◆ Problem requirements
Each line of the data that includes "NodeDriver" must be copied.

+++ Data

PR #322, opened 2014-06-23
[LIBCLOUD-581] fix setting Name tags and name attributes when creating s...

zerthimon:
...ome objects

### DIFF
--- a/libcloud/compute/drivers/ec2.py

++++++
+++ Data

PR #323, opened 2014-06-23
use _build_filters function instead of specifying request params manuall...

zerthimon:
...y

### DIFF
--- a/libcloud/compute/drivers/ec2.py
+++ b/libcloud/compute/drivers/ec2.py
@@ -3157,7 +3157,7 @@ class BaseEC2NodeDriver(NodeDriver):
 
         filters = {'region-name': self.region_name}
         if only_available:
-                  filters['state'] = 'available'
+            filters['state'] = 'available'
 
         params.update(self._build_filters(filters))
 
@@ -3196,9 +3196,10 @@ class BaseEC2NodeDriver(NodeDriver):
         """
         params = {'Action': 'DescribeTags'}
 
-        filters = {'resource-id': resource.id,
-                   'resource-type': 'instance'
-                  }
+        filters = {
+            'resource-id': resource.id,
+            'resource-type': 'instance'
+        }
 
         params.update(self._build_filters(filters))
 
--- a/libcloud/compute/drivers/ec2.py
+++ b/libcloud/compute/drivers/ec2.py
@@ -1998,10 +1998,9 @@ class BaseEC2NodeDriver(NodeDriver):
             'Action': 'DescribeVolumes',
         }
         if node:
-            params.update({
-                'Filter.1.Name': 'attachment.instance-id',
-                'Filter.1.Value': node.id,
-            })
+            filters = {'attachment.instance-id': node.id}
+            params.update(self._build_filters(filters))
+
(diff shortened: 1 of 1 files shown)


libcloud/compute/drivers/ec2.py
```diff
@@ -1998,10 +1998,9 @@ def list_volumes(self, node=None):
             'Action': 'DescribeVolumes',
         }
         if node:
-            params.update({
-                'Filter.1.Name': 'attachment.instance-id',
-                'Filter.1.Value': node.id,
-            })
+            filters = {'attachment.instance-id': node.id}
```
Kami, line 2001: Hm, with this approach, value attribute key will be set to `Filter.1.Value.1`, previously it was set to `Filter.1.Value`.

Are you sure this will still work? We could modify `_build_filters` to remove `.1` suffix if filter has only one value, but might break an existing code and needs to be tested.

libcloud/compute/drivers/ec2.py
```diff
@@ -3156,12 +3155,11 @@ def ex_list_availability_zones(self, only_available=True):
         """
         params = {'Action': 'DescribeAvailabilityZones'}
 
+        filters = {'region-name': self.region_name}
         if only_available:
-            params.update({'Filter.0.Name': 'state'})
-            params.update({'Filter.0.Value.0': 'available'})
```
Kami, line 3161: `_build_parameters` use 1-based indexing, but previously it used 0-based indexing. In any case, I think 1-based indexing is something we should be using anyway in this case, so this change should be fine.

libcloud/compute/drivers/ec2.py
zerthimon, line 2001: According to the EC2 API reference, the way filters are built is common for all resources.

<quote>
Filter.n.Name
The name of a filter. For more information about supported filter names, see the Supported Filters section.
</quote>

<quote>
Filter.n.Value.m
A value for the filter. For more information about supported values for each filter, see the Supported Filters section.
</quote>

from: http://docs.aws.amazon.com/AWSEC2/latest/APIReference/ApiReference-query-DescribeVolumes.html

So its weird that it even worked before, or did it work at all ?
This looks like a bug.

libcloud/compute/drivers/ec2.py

++++++

◆ Answer to this task
@@ -3157,7 +3157,7 @@ class BaseEC2NodeDriver(NodeDriver):
@@ -3196,9 +3196,10 @@ class BaseEC2NodeDriver(NodeDriver):
@@ -1998,10 +1998,9 @@ class BaseEC2NodeDriver(NodeDriver):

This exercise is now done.